Two floors below, at about 10.45 p.m., Cox fastened the windows in the dining room, the hall, the drawing room and the library, and locked and bolted the front door and the doors to the library and the drawing room. The drawing-room shutters 'fasten with iron bars', she said later, 'and each has two brass bolts besides; that was all made secure'. The drawing-room door 'has a bolt and a lock, and I bolted it and turned the key of the lock'. Kerslake locked the kitchen, laundry and back doors. She and Cox went up to bed by the back stairs, a spiral staircase used mainly by the servants.

In the nursery at eleven, Gough tucked the bedclothes around Saville, lit a nightlight and then closed, barred and bolted the nursery windows before climbing into bed herself. She slept deeply that night, she said, exhausted by cleaning up after the sweep.

When Mrs Kent went to bed a little later, leaving her husband downstairs in the dining room, she pushed the nursery door gently shut.

Samuel Kent went out to the yard to feed the dog. By 11.30, he said, he had checked that every door and window on the ground floor was locked and bolted against intruders, as he did each evening. As usual, he left the key in the drawing-room door.

By midnight, everyone in the house was in bed, the knot of the new family on the first floor, the stepchildren and servants on the second.

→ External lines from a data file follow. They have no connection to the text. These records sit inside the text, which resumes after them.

PR #300, opened 2018-08-03
Remove frames when RD alerts

imurchie:
Alternative to #295

### DIFF
--- a/lib/commands/context.js
+++ b/lib/commands/context.js
@@ -224,6 +224,10 @@ extensions.listWebFrames = async function (useUrl = true) {
     }
     pageArray = await this.remote.selectApp(currentUrl, this.opts.webviewConnectRetries, this.opts.ignoreAboutBlankUrl);
     this.remote.on(RemoteDebugger.EVENT_PAGE_CHANGE, this.onPageChange.bind(this));
+    this.remote.on(RemoteDebugger.EVENT_FRAMES_DETACHED, () => {
+      logger.debug(`Clearing ${this.curWebFrames.length} frames: ${this.curWebFrames.join(', ')}`);
+      this.curWebFrames = [];
+    });
 
     let tryClosingAlert = async () => {
       let didDismiss = await this.closeAlertBeforeTest();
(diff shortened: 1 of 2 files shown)


lib/commands/context.js
```diff
@@ -224,6 +224,10 @@ extensions.listWebFrames = async function (useUrl = true) {
     }
     pageArray = await this.remote.selectApp(currentUrl, this.opts.webviewConnectRetries, this.opts.ignoreAboutBlankUrl);
     this.remote.on(RemoteDebugger.EVENT_PAGE_CHANGE, this.onPageChange.bind(this));
+    this.remote.on(RemoteDebugger.EVENT_FRAMES_DETACHED, () => {
+      logger.debug(`Clearing ${this.curWebFrames.length} frames: ${this.curWebFrames.join(', ')}`);
```
mykola-mokhnach: I think there is only sense to log is if `this.curWebFrames` is not empty

lib/commands/context.js
```diff
@@ -285,53 +291,55 @@ extensions.onPageChange = async function (pageChangeNotification) {
...
+    this.curContext = `${appIdKey}.${keyId}`;
+    newPage = keyId;
+  } else {
+    // at this point, there are no new pages, and the current page still exists
+    logger.debug('Checking if page needs to load');
+    // If a window navigates to an anchor it doesn't always fire a page
+    // callback event. Let's check if we wound up in such a situation.
+    const needsPageLoad = (() => {
+      // need to map the page ids to context ids
+      const contextArray = _.map(pageArray, (arr) => `${appIdKey}.${arr.id}`);
```
mykola-mokhnach: parameter name `arr` is confusing

lib/commands/context.js
```diff
@@ -285,53 +291,55 @@ extensions.onPageChange = async function (pageChangeNotification) {
...
+      // check if the current context exists in both our recorded contexts,
+      // and the page array
+      return !_.isEqual(_.find(this.contexts, this.curContext), _.find(contextArray, this.curContext));
```
mykola-mokhnach: is it possible that both _.find functions return `undefined` ?

PR #325, opened 2018-10-10
Clean up window handle code

imurchie:
We want to not filter by url, or else we don't actually get all the window handles (see https://github.com/appium/appium/issues/11484).

Further, `this.massagePage` does not exist, so mapping through it does not do anything at all. This was a holdover from Appium 1.4 (https://github.com/appium/appium/blob/1.4/lib/devices/ios/ios-controller.js#L1717-L1720).

### DIFF
--- a/lib/commands/context.js
+++ b/lib/commands/context.js
@@ -26,7 +26,6 @@ commands.getContexts = async function () {
   logger.debug('Getting list of available contexts');
   let contexts = await this.getContextsAndViews(false);
 
-
   let mapFn = (context) => context.id.toString();
   if (this.opts.fullContextList) {
     mapFn = (context) => {
@@ -109,9 +108,8 @@ commands.getWindowHandles = async function () {
     throw new errors.NotImplementedError();
   }
 
-  let pageArray = await this.listWebFrames();
-  this.windowHandleCache = _.map(pageArray, this.massagePage);
-  let idArray = _.map(this.windowHandleCache, 'id');
+  this.windowHandleCache = await this.listWebFrames(false);
+  const idArray = _.map(this.windowHandleCache, 'id');
   // since we use this.contexts to manage selecting debugger pages, make
   // sure it gets populated even if someone did not use the
   // getContexts method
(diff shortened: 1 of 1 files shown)


lib/commands/context.js
```diff
@@ -109,9 +108,8 @@ commands.getWindowHandles = async function () {
     throw new errors.NotImplementedError();
   }
 
-  let pageArray = await this.listWebFrames();
-  this.windowHandleCache = _.map(pageArray, this.massagePage);
```
mykola-mokhnach: perhaps it should be `this.mEssagePage`?

imurchie: I don't understand.

lib/commands/context.js
```diff
@@ -109,9 +108,8 @@ commands.getWindowHandles = async function () {
...
-  let idArray = _.map(this.windowHandleCache, 'id');
+  this.windowHandleCache = await this.listWebFrames(false);
+  const idArray = _.map(this.windowHandleCache, 'id');
```
mykola-mokhnach: I cannot understand what this _.map is doing

imurchie: It's pulling the `id` property out of the array.

imurchie: It uses the `_.property` shorthand. https://lodash.com/docs/4.17.10#property

lib/commands/context.js
mykola-mokhnach: I mean the property name is misspelled

lib/commands/context.js
mykola-mokhnach: it would be useful to have some docs on how `listWebFrames` result looks like

mykola-mokhnach: I'd also rename this variable to `frameIds` or something like that

lib/commands/context.js
imurchie: Oh. No. `massagePane` used to exist. It was never ported over when we rewrote.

Shortly before 1 a.m. on Saturday, 30 June, a man named Joe Moon, a tilemaker who lived alone on Road Common, was laying a net out to dry in a field near Road Hill House - he had probably been fishing by night to elude Samuel Kent - when he heard a dog bark. At the same time Alfred Urch, a police constable, was walking home after his shift when he heard the dog give about six yelps. He thought little of it, he said: the Kents' dog was known to bark at the slightest thing. James Holcombe heard nothing that night, even though there had been occasions in the past when he had been woken by the Newfoundland ('it kicked up a terrible noise') and had gone back to the courtyard to hush it. The heavily pregnant Mrs Kent was not disturbed by barking that night either, though she said she slept lightly: 'I awoke frequently.' She heard nothing out of the ordinary, she said, apart from 'a noise as of the drawing-room shutters opening' in the early morning, soon after dawn had broken - she imagined that the servants had started work downstairs.